**BRIEF**:
From the listing that follows, report the number of lines with the word "directly" in them, and no other output.

**INPUT MATERIAL**:
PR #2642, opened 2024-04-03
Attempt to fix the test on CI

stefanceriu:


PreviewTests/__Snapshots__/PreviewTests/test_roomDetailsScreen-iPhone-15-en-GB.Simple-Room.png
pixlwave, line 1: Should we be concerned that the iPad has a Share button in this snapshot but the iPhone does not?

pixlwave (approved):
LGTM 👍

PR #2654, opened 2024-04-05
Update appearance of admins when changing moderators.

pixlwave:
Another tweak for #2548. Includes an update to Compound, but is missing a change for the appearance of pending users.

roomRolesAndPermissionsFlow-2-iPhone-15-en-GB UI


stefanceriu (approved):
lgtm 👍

...

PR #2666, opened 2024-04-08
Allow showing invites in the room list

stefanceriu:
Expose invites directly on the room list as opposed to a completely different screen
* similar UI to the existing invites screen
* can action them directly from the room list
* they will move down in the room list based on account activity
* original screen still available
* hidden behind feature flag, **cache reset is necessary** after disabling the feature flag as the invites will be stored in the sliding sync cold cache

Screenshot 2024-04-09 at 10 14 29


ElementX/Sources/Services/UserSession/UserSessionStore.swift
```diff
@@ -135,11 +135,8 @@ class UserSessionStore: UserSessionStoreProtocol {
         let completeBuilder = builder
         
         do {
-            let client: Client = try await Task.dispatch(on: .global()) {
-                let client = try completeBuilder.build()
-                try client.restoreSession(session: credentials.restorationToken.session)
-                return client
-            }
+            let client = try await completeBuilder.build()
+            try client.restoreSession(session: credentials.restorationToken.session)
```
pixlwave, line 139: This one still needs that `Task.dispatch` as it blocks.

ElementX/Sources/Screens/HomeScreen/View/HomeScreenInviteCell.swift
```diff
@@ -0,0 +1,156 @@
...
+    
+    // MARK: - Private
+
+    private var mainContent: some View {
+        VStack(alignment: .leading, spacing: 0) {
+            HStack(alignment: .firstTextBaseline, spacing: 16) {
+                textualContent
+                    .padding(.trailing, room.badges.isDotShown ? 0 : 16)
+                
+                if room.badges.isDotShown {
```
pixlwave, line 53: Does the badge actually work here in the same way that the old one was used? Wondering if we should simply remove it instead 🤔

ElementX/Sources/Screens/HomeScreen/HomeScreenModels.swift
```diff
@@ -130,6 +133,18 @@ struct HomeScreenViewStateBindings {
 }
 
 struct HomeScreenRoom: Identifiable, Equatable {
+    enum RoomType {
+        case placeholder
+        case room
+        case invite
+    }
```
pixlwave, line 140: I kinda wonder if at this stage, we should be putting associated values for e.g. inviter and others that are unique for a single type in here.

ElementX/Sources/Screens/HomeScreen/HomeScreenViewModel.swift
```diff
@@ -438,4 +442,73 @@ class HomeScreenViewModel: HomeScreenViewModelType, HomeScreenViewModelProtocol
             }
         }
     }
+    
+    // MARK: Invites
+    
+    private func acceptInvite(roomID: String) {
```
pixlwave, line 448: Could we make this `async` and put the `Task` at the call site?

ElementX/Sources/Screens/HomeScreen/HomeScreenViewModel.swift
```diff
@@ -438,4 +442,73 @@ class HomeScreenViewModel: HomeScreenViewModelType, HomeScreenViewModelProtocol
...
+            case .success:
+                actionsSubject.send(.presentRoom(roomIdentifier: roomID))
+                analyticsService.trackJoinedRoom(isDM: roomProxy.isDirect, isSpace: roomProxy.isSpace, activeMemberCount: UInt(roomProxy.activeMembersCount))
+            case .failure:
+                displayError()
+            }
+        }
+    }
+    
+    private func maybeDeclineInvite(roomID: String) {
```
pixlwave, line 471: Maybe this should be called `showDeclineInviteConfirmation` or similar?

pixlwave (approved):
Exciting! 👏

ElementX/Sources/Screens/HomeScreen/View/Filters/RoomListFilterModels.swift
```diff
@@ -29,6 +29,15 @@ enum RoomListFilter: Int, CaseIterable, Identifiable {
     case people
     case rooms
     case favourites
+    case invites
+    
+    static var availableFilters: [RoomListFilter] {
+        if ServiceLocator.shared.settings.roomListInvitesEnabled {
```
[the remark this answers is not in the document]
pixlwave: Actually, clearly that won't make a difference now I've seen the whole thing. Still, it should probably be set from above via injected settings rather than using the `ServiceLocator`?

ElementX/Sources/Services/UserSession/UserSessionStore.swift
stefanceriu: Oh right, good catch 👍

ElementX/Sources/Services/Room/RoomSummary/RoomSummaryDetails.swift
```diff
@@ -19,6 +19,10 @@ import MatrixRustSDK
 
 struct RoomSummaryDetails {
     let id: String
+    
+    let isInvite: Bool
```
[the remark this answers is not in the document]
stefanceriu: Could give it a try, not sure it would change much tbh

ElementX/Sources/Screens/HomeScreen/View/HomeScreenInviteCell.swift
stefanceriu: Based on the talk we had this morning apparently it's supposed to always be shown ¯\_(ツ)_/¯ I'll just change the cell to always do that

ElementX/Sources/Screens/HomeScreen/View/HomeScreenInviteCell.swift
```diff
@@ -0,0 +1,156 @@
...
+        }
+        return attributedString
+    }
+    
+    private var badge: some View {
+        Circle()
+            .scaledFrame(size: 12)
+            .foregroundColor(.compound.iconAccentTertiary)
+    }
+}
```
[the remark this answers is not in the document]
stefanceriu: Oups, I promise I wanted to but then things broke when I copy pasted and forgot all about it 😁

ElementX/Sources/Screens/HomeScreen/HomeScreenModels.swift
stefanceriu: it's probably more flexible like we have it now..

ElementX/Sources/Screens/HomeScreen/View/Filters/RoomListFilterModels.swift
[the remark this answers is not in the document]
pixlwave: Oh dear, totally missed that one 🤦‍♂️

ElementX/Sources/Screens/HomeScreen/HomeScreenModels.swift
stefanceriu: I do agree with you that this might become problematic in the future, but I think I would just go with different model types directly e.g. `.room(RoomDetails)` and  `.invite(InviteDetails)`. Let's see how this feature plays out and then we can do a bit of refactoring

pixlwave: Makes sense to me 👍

**SOLUTION**:
3